Weren't a good childhood but it was his, and it lasted all of eight years, 'fore his daddy got two rounds in his chest one night out barhopping and never made it back home to John. 

Some sympathetic people said the poor boy was set loose from a demon, set loose from a horrible home. They'd say and then they'd actually look at him. That's all it took. All they had to do was look at the boy. 

Wild look in his eye, that one. They'd mutter, you know what they say 'bout the wild ones.

John Marston was cursed before he was even born, set into a reputation the day his daddy first came home blind drunk, with a wailing infant in the house. 

Poor child, they'd mutter, shaking their heads, he's got the look of the devil in his eyes. 

Catholic nuns, they tried their best, all stern faces, and harsh lines. But there was no point in breaking something already broke, and John bucked against them, cursing God, and cursing them. 

And he ran. He ran and he ran, and he ran. 

He ran from his foster home, because goddamnit he was fuckin' fifteen years old ain't nobody adopting a fuckin' fifteen-year-old with anger issues. 

He ran on the streets, fallin' in with a gang, thievin' and stealin' and killin'. Hot-wired a car when he barely turned eighteen, and they got him on that. Spent a few years in prison, thinking real hard, trying not to end up dead and got spat out of the system, rougher and louder and more fucked up. 

He ran from town to town, tryin' to fit in, failin' miserably, fleeing when the local law started to catch wind of him. 

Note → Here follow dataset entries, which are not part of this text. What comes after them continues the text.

PR #1864, opened 2021-12-03
Add isort configuration and non-blocking CI step

jhale:


jorgensd:
Could we add an `.isort.cfg` file to DOLFINx with the ruleset you use, as the default sort import command (in for instance vscode) will not pick up these options: https://code.visualstudio.com/docs/python/editing#_sort-imports

jorgensd:
@jhale Adding:
```
[isort]
known_first_party = dolfinx
```
to setup.cfg seems to do the trick for vscode

jhale:
That's the plan!

I'm still playing around with it. @garth-wells pointed out to me that isort has some undesirable 'clever' default behaviour depending on the environment. For example, what is in site-packages seems to get put in third-party automatically.

jhale:
@jorgensd Does this branch work properly in vscode?

jorgensd:
> @jorgensd Does this branch work properly in vscode?

Yes, this seems to be working with vscode (Tested demo_elasticity.py and demo_gmsh.py)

And he should have ran when Arthur Morgan told him to, should have, should have, should have. 

Fuckin' life was full of should-haves. 

Maybe he wouldn't have a bullet in his thigh right now if he had just gone with the should-have

"Fucker," he rasped. "Thought you weren't pullin' the damn trigger."

Colm laughed. "Said I weren't gonna spread your guts to the world, Marston, there's a damn difference."

"Sure," he panted, pain creating a little light show behind his eyes. "Sure, you did." 

"I like you, you know that?" Colm's voice drifted close again, and John managed a laugh. "You're desperate, I like desperate, it makes people dangerous."

"Feeling ain't mutual," John wheezed. "And I ain't desperate, or dangerous, jus' stupid. You gonna lemme go now?"

"You ain't goin' anywhere," Colm said, hand digging into John's shoulder. "Not yet."

"Sure," John said tired, head slumping down to finally rest on his chest. "Sure."

//--//--//

Arthur and Charles got there first, bikes idling on the very border of the O'Driscoll ranch.